Task to carry out:
Only one stretch of the data below is wanted: the lines from the one with "PR #1579, opened 2026-04-09" through the one with "### Problem", repeated exactly.

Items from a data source
------------------------------------
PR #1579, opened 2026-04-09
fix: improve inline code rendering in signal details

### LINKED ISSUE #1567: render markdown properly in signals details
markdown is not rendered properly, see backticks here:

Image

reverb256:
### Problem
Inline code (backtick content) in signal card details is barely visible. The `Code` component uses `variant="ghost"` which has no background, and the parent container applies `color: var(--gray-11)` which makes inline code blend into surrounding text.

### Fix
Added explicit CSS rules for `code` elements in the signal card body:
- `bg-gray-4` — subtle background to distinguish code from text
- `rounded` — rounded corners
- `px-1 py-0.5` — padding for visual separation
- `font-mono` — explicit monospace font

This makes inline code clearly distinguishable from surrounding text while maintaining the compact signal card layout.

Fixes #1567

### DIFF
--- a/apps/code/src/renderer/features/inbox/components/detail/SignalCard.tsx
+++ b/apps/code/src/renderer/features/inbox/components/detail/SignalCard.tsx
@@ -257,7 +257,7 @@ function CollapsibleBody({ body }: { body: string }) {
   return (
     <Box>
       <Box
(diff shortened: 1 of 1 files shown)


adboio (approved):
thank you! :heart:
------------------------------------
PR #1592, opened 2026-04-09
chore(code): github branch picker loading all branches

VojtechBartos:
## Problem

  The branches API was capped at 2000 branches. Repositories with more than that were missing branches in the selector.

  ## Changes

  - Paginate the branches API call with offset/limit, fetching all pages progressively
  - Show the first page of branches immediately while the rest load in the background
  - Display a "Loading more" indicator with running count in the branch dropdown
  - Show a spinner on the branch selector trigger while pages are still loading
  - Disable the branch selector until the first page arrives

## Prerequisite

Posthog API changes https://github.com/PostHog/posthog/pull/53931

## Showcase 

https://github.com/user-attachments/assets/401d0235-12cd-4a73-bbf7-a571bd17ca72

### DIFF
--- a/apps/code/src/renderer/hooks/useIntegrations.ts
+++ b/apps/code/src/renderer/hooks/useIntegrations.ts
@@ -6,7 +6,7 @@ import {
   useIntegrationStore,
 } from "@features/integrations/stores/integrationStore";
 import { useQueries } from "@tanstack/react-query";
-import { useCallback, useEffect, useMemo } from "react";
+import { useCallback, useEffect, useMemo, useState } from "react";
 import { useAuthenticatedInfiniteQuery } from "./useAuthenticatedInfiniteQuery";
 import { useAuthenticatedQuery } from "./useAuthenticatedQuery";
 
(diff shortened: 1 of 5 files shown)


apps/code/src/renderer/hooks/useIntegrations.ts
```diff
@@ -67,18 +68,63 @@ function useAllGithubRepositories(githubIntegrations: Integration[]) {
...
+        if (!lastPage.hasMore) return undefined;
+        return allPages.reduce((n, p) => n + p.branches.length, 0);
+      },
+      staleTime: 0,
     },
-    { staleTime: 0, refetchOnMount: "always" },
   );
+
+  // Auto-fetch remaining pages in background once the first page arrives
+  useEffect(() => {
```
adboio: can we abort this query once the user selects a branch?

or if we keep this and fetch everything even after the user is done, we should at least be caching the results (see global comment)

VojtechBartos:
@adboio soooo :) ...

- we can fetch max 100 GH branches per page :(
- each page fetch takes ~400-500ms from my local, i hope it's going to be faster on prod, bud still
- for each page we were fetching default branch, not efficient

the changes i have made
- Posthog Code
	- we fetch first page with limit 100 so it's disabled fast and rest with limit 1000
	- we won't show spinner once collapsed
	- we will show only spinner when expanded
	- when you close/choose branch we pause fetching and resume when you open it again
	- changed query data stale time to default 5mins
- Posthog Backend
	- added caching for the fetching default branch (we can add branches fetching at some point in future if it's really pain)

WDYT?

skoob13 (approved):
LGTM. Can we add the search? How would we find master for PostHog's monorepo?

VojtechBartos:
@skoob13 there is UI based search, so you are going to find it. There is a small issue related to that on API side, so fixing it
------------------------------------
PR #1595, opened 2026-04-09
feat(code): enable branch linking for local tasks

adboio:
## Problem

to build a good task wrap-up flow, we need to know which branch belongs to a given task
------------------------------------
Answer section:
PR #1579, opened 2026-04-09
fix: improve inline code rendering in signal details

### LINKED ISSUE #1567: render markdown properly in signals details
markdown is not rendered properly, see backticks here:

Image

reverb256:
### Problem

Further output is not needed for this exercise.